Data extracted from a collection
PR #155, opened 2016-06-30
Add option to wait for existing run

### LINKED ISSUE #98: Feature request: attach to existing run?
Right now (afaik) there are 2 options for running tests: in the background (the default) or in the foreground (`--fg`). It would be nice if it were possible to "attach" to an existing run (i.e. like `--fg` but for a run that's already in progress--it would exit immediately with the corresponding exit code for runs that were already done).  That way, we could set off a run at the beginning of our CI process and "attach" after the unit tests finish, so the unit tests and the Rainforest tests run in parallel.

@epaulet thoughts?

shosti:
Closes #98

@epaulet this would make it easier to run our unit tests in parallel
with RF tests. What do you think?

### DIFF
--- a/.rvmrc
+++ b/.rvmrc
@@ -1,1 +1,0 @@
-rvm use 2.3.0@rainforest-cli --create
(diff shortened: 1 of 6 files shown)


shosti:
No idea what's up with the build, specs are passing (@epaulet can you look when you get a chance?)

epaulet:
Probably just needs to be rebuilt, but we should document this change in the README as well.

shosti:
@epaulet OK everything fixed I think. Can I get a review?

epaulet:
LGTM. Although we should probably figure out an easier way to use this feature other than reading standard out.

shosti:
@epaulet any ideas? Can't really think of anything that doesn't break compatibility...

IMO the "right" unixy way is to print just the run ID to stdout (that way it can be piped/stored sanely). But since all our logging goes to stdout that really isn't an option...

epaulet:
Yeah. For now, I think this is fine.

PR #156, opened 2016-07-01
[WIP] Refactor/go runs

DyerSituation:


runner.go
```diff
@@ -21,8 +22,9 @@ func createRun() {
 }
 
 func makeParams() *runParams {
+	slicedTags := strings.Split(tags, ",")
```
epaulet: Will this work if you have tags separated by a space and comma? `kind, of, like, this`

runner.go
```diff
@@ -3,31 +3,30 @@ package main
...
+func createRun() {
+	params := makeParams()
 	resBody := postRun(params)
 
 	fmt.Println(resBody)
 }
 
-func makeParams(c flagParser) *runParams {
+func makeParams() *runParams {
+	slicedTags := strings.Split(tags, ",")
```
epaulet: Will this work if you have tags separated by a space and comma? kind, of, like, this

I think the API takes care of it so not sure if we need to worry or not... probably makes sense to take care of it in both places just in case.

DyerSituation: no, it doesn't work that way as it is now. something to work on, or not a priority?

rainforest-cli.go
```diff
@@ -8,25 +8,33 @@ import (
 
 var apiToken string
```
shosti: These variable lists look a lot cleaner if you do multiple assignment, e.g.:
```go
var (
  foo int
  bar = "hello"
)
```
etc.

rainforest-cli.go
```diff
@@ -8,25 +8,33 @@ import (
...
+var smartFolderID int
+var siteID int
+var tags string
+
 var baseURL = "https://app.rainforestqa.com/api/1"
 var out io.Writer = os.Stdout
 
-func parseCommands() []string {
+func parseCommands(arguments []string) []string {
 	commands := make([]string, 0, 5)
```
shosti: why capacity 5? seems weird...

rainforest-cli.go
```diff
@@ -8,25 +8,33 @@ import (
...
-	for i := len(os.Args) - 1; i > 0; i-- {
-		if os.Args[i][0] != '-' {
-			commands = append(commands, os.Args[i])
-			os.Args = append(os.Args[:i], os.Args[i+1:]...)
+	for i := len(arguments) - 1; i > 0; i-- {
```
shosti: Why is this reverse iterating like this?

rainforest-cli.go
```diff
@@ -8,25 +8,33 @@ import (
...
 	return commands
 }
 
 func main() {
-	commands := parseCommands()
+	commands := parseCommands(os.Args)
 	command := commands[0]
 
-	flag.StringVar(&apiToken, "token", "", "API token. You can find your account token at https://app.rainforestqa.com/settings/integrations")
+	flag.StringVar(&apiToken, "token", apiToken, "API token. You can find your account token at https://app.rainforestqa.com/settings/integrations")
```
shosti: In our other Go projects we have flag vars as global variable, which I think looks cleaner. I.e. instead of this, you'd have a top level variable: 

```go
var apiToken= flag.String("token", "", ...)
```

rainforest-cli.go
```diff
@@ -8,25 +8,33 @@ import (
...
 
+var smartFolderID int
+var siteID int
+var tags string
+
 var baseURL = "https://app.rainforestqa.com/api/1"
 var out io.Writer = os.Stdout
 
-func parseCommands() []string {
+func parseCommands(arguments []string) []string {
```
shosti: Personally I think it would be a lot cleaner to parse all arguments in a helper function, e.g. `parseArgs`, that doesn't actually mutate `os.Args`. It would also make testing easier. So separate the args into two slices (commands and flags) and parse the flags using `flag.CommandLine.Parse(flags)` instead of `flag.Parse()`.

runner_test.go
```diff
@@ -1,48 +1,57 @@
...
-func (f fakeFlagParser) StringSlice(s string) []string {
-	switch s {
-	case "tags":
-		return []string{"foo", "bar"}
-	default:
-		panic(fmt.Sprintf("fakeFlagParser does not expect argument: %s", s))
-	}
+func newTestPostServer(expectedBody string, resp string, statusCode int, t *testing.T) *httptest.Server {
+	return httptest.NewServer(http.HandlerFunc(func(w http.ResponseWriter, r *http.Request) {
+		body, _ := ioutil.ReadAll(r.Body)
```
shosti: Check the `err` here and panic if it's not `nil`.

runner_test.go
```diff
@@ -1,48 +1,57 @@
...
+		flagParams := string(body)
+		if flagParams != expectedBody {
```
shosti: Checking the actual body string seems possibly fragile, and prevents you from checking individual fields. Instead, I would probably pass in a function to `newTestPostServer`, like `check func([]byte)`, so that the actual condition handling is handled in the outer function.

runner_test.go
```diff
@@ -1,48 +1,57 @@
...
-	}
+func TestRunBySmartFolder(t *testing.T) {
+	expectedBody := `{"tags":[""],"smart_folder_id":700}`
+	sitesResp := "Post Request Successful"
+	ts := newTestPostServer(expectedBody, sitesResp, 200, t)
+	defer ts.Close()
+	baseURL = ts.URL
+	tempOsArgs := os.Args
+	os.Args = []string{"rainforest-cli", "-smart_folder_id=700", "run"}
+	main()
```
shosti: Testing `main` like this is a bit weird and not a great idea in general (except for testing super-high-level stuff like exit handling). Instead, you should move as much logic as possible out of `main` and test the sub-functions.

rainforest-cli.go
```diff
@@ -2,32 +2,50 @@ package main
...
+)
 
-func parseCommands() []string {
-	commands := make([]string, 0, 5)
-	for i := len(os.Args) - 1; i > 0; i-- {
-		if os.Args[i][0] != '-' {
-			commands = append(commands, os.Args[i])
-			os.Args = append(os.Args[:i], os.Args[i+1:]...)
+/*
+	parseCommands reverse iterates through slice of arguments to pick out all of the commands.
```
epaulet: s/parseCommands/parseArgs

runner.go
```diff
@@ -3,31 +3,34 @@ package main
...
 
 	fmt.Println(resBody)
 }
 
-func makeParams(c flagParser) *runParams {
+func makeParams() *runParams {
+	if testIDs != "" {
+		return &runParams{Tests: testIDs}
+	}
+	slicedTags := strings.Split(tags, ",")
```
epaulet: can you strip leading and trailing whitespace from tags here?

PR #158, opened 2016-07-08
Add junit output for rainforest runs

briancolby:
Must be used in foreground mode.  Uses the run id and client token to
query the rainforest api after a rainforest run has completed to build
up pass/fail information about the run.  For failed test cases uses the
"notes" given by approved testers who voted no to provide failure
reasons.


briancolby:
Didn't quite mean to open this just yet.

What to produce:
Search the records for the word "integrations", then list every line that has it.

Response to the task:
-	flag.StringVar(&apiToken, "token", "", "API token. You can find your account token at https://app.rainforestqa.com/settings/integrations")
+	flag.StringVar(&apiToken, "token", apiToken, "API token. You can find your account token at https://app.rainforestqa.com/settings/integrations")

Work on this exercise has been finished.